Leading lady Lavonne Byers takes on another challenge

Judith Newmark – St. Louis Post Dispatch, July 10, 2015

In St. Louis, only a handful of actors can draw theatergoers on the strength of their names — and nearly all of them are men. And then there’s Lavonne Byers.

From the rapacious Martha in Edward Albee’s “Who’s Afraid of Virginia Woolf?” (Vanity Theatre, 2003) to a New York invalid whose physical collapse mirrors news of the Holocaust in Arthur Miller’s “Broken Glass” (New Jewish Theatre, 2006) to the gender-bent Emcee in Kander and Ebb’s “Cabaret” (Stray Dog Theatre, 2014), Byers has drawn audiences and defied categories.

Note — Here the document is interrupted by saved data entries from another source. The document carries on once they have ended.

PR #43058, opened 2026-05-02
fix(manager/deno): set `--frozen=false` default to update lock file correctly

Hajime-san:
## Changes

Described:
- https://github.com/renovatebot/renovate/discussions/43055
- https://github.com/renovatebot/renovate/discussions/43063
- https://github.com/renovatebot/renovate/discussions/44478

Deno is the one of very few package manager that have frozen lock file setting in config. ~~Renovate should not occurs an error at the step of updating artifact when it specified `frozen: true`.~~

Renovate should always override the `frozen` flag due to if it would be specified `true`.

## Context

## AI assistance disclosure

The public repository: <URL>


lib/modules/manager/deno/artifacts.ts
```diff
@@ -90,6 +103,8 @@ export async function updateArtifacts(
 
     // "deno install" don't execute lifecycle scripts of package.json by default
     // https://docs.deno.com/runtime/reference/cli/install/#native-node.js-addons
+    // TODO: appending `--lockfile-only` is better
+    // https://docs.deno.com/runtime/reference/cli/install/#options-lockfile-only
     await exec('deno install', execOptions);
```
levibostian: Curious, is this TODO comment proposing that this `deno install` command gets modified to handle when the lock file is frozen? 

I ask because after reviewing the code, I agree, modifying the `deno install` command would be required if the lock file is frozen, otherwise you would still encounter the error *The lockfile is out of date. Run `deno install --frozen=false`, or rerun with `--frozen=false` to update it.*. 

I personally believe that this PR implementation is incomplete without modifying this command in some way.

Hajime-san: > Curious, is this TODO comment proposing that this deno install command gets modified to handle when the lock file is frozen?

Nope. It's just a disk efficiency flag.
- https://github.com/denoland/deno/pull/31376

> I ask because after reviewing the code, I agree, modifying the deno install command would be required if the lock file is frozen, otherwise you would still encounter the error The lockfile is out of date. Run deno install --frozen=false, or rerun with --frozen=false to update it..

IMO, I think Renovate should respect the settings in deno.json as they are as described in the following discussion. Therefore, it will not update the lock file unilaterally.
I think users could customize an extra setting for the deno manager in renovate.json if they want to update the lock file only when Renovate is running. For example, it would ignore frozen: true and update the lock file if there is a setting like [lockFileMaintenance](https://docs.renovatebot.com/configuration-options/#lockfilemaintenance) due to this is written according to the user's wishes.

However, this is not a definitive statement since I am not a maintainer.

ref: 
- https://github.com/renovatebot/renovate/discussions/43055#discussioncomment-16789297

levibostian: Oh, I didn't realize that's how the lock file maintenence feature worked. 

Makes sense, thanks for explaining this!

viceice (commented):
conflicted

Hajime-san:
@viceice 
How do you think about the direction of this PR?
I think its reasonable that an extra settings for controlling the behaviour of lock file like below.

```ts
type denoFrozenLockfileMode = "respect" | "force-frozen" | "off"
```

```json
{
  "packageRules": [
    {
      "matchManagers": ["deno"],
      "denoFrozenLockfile": "off"
    }
  ]
}
```

However, this PR should close if the way of handling lock file is not an appropriate for maintainers opinion. And it would be better to open a discussion.

- https://github.com/renovatebot/renovate/discussions/43063
- https://github.com/renovatebot/renovate/discussions/43055

lib/modules/manager/deno/types.ts
```diff
@@ -7,6 +7,11 @@ export interface DenoManagerData extends Record<string, any> {
    * The file that refers to this import map, typically deno.json or deno.jsonc
    */
   importMapReferrer?: string;
+  /**
+   * Whether the lockfile is frozen. It need to skip updates to the lockfile on
+   * updating artifact step if it set to `true`.
+   */
+  frozenLockfile?: boolean;
```
viceice: how would the lockfile be updated when renovate doesn't ignore this flag. I'm pretty sure we use some flag to override on other npm managers

viceice (commented):
this will always cause lockfile errors because of mismatches between updated drops and the lockfile.

btw we need to validate the lockfile path be relative to the repo if path is changed.

lib/modules/manager/deno/types.ts
Hajime-san: It seems that yarn always overrides the frozen flag in config.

A graduate of St. Louis University with a master’s in acting from Purdue, Byers is part of the SLU group that’s a force in theater here, a loose cadre that includes director Wayne Loui (who was her professor), actor and director Alan Knoll, actor and producer Em Piro, director and producer Tom Martin, actor and playwright Nancy Bell and St. Louis Shakespeare founder Donna Northcott.

Northcott cast Byers in the play that put her on the St. Louis theater map: the troupe’s 1997 production of “The Kentucky Cycle” by Robert Schenkken.

A mammoth epic that won the Pulitzer Prize, “The Kentucky Cycle” showed off Byers’ range in a variety of roles, including a quiet Cherokee woman abused by her white husband, the alcoholic wife of a coal executive and a miner’s wife who becomes a labor leader.

Instantly in demand by troupes around town, she went on to appear in classics and new plays, comedies and dramas, musicals and straight plays. She won honors from both the old Kevin Kline Awards organization and, just this spring, from the St. Louis Theater Circle.

Now she takes on another challenging role, the ultra-butch anti-heroine of “The Killing of Sister George.” A scandal when it debuted 50 years ago in London, “Sister George” opens Friday at Max & Louie Productions.

George — as she is known — is a hard-drinking, cigar-smoking actress who lives with a pretty young woman. She’s made a good living with her longtime role on a soap opera, portraying a sweet, gentle nurse. So, when George begins to suspect that her character will be killed off, she does not take it well.

The Frank Marcus play, which traces the unraveling that follows, is considered a dark comedy. That’s fine with Byers.

“I consider myself a character actress,” said the leggy, 55-year-old blonde. Single at present, she lives in University City with three cats. “I love musicals — in high school, I wanted to be a singer — and I think I have an affinity for Albee, for his language.

“But you have to be versatile, above all. Just look at the script! It comes down to the play that you’re in, every time.”